We Analysed 6379 A/B Headline Tests and This Is What We Learned
You know you should run A/B tests on your headlines.
However, very few editors understand the real value of headline testing, and most publishers are testing ineffectively. If you want to improve your efficiency and benchmark your A/B test results, you can of course refer to our articles on headline testing tips and scientific findings on headline testing. But what’s more important though is that you know the answer to two questions:
- What’s the relative effect of A/B testing headlines on pageviews?
- How many alternative headlines should you test?
To find out, we analyzed 6,379 A/B tests for news and media sites, carried out over 10 months. This included over a billion content sessions, 467 million unique visitors, and over 25 million hours spent viewing content.
In any A/B test, you have three possible outcomes:
- Your original headline wins.
- Your alternative headline wins.
- No clear winner.
But how do you define a winning headline? Some rely on measuring CTR, but that only tells half the story. For example, clickbait headlines get a lot of clicks, but no one’s going to stick around when they discover the article’s rubbish. To filter out these kinds of headlines, our software uses an algorithm to determine winning headlines using a combination of three parameters:
- Time on page,
How does A/B testing headlines affect pageviews?
It’s important to know whether or not A/B testing actually makes a difference. After analyzing the results of each test (and drinking way too much coffee), the answer was a definite yes. In fact, running an A/B test increased pageviews by 38.8%.
Total tests in the dataset: 6,379; total winners: 4,498 (2,579 custom winners and 1,919 original winners); tests without winners: 1,881; basic pageviews: 20,374,503; additional pageviews: 7,897,457; median headline length, words: 10.0; average headline length, words: 10.6; median headline length, chars: 66.0; average headline length, chars: 67.75; median amount of variants: 2.0; average amount of variants: 2.19; pageviews growth rate: 38.8%.
Total tests in the dataset:
Incl. custom winners:
Incl. original winners:
Tests without winners:
Median headline length, words:
Average headline length, words:
Median headline length, chars:
Average headline length, chars:
Median amount of variants:
Average amount of variants:
Pageviews growth rate:
However, like all things statistical, things aren’t quite as clear cut. A significant number of tests resulted in no clear winner. In other cases, the winning headline increased engagement metrics but not the actual number of pageviews. This leaves us with a mean long-term growth rate of 28.1% per test.
Sure, A/B testing is great, but how likely is it your original headline will win? According to our research:
- Probability of a custom winner: 40.4%
- Probability of an original winner: 30.1%
- Probability of no clear winner: 29.5%
TL;DR: A/B testing increased pageviews by 28.1% on average and by 38.8% in total.
How many headlines should you test?
Our research found the vast majority of publishers use A/B testing to test only two potential headlines. When we look at the overall results, it’s clear this is a big mistake:
If we look at just the statistically significant results, testing four different headline options—instead of only two—increases the chance of a custom headline winning from 37.7% to 60.8%.
The results also conclusively showed that each additional headline option increased the number of additional pageviews. This applied for both tests with winners and all finished tests. Mean additional pageviews more than doubled from 25% (in tests with 2 options) to 51% (in tests with 4 options).
TL;DR: the more headline options for an A/B test you use, the higher the chance you will get a custom winner and the more effective the winner will be.

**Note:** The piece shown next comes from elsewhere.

Issue #376, opened 2024-09-18
OneOf Query Type


Moulberry:
Hello, hope you are doing well.

This issue is about the discussion of a potential new query type OneOf.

Headline testing is a powerful tool that takes less than 1 minute to launch and 15-20 minutes to wait for results. With the right software, it’s easy to learn and easy to use. The results are clear: Carrying out A/B testing on your headlines increases your pageviews, while more options increase the chance you’ll find a winning headline and get even more pageviews.
Additionally, testing allows your editorial team to understand your audience and which headlines truly engage them. This means you can grow your pageviews, time on page, and convert casual readers into a loyal audience.
To ensure the results were reliable, we compared the significance of custom winners distribution across the number of headline options with Pearson's chi-squared test, using a standard significance level of 0.05.
Using 2-headline tests as the control group, we found results for tests with 3, 4, and 5 options were statistically significant. However, due to the lack of tests with 6 options and above, we can’t state whether or not results for 6-headline tests and above are significant.
This means it’s statistically correct to state that increasing the number of headline options to 5 more than doubles the chance of a custom headline winning the test, from 37.7% to 77.8%. However, as tests with 5 headline options represent only a fraction of the tests, with a low reproducibility of results, we can’t categorically state the benefits of running a 5-headline test.
When it comes to the average effect on pageviews, we applied three types of significance tests (Student's t-test, Mann–Whitney U test, and Wilcoxon signed-rank test), which all found the tests with 3 and 4 options statistically relevant. The Student and Mann-Whitney tests found the 5-headline tests statistically significant, but the Wilcoxon test didn't, meaning the 5-headline tests may or may not be statistically significant.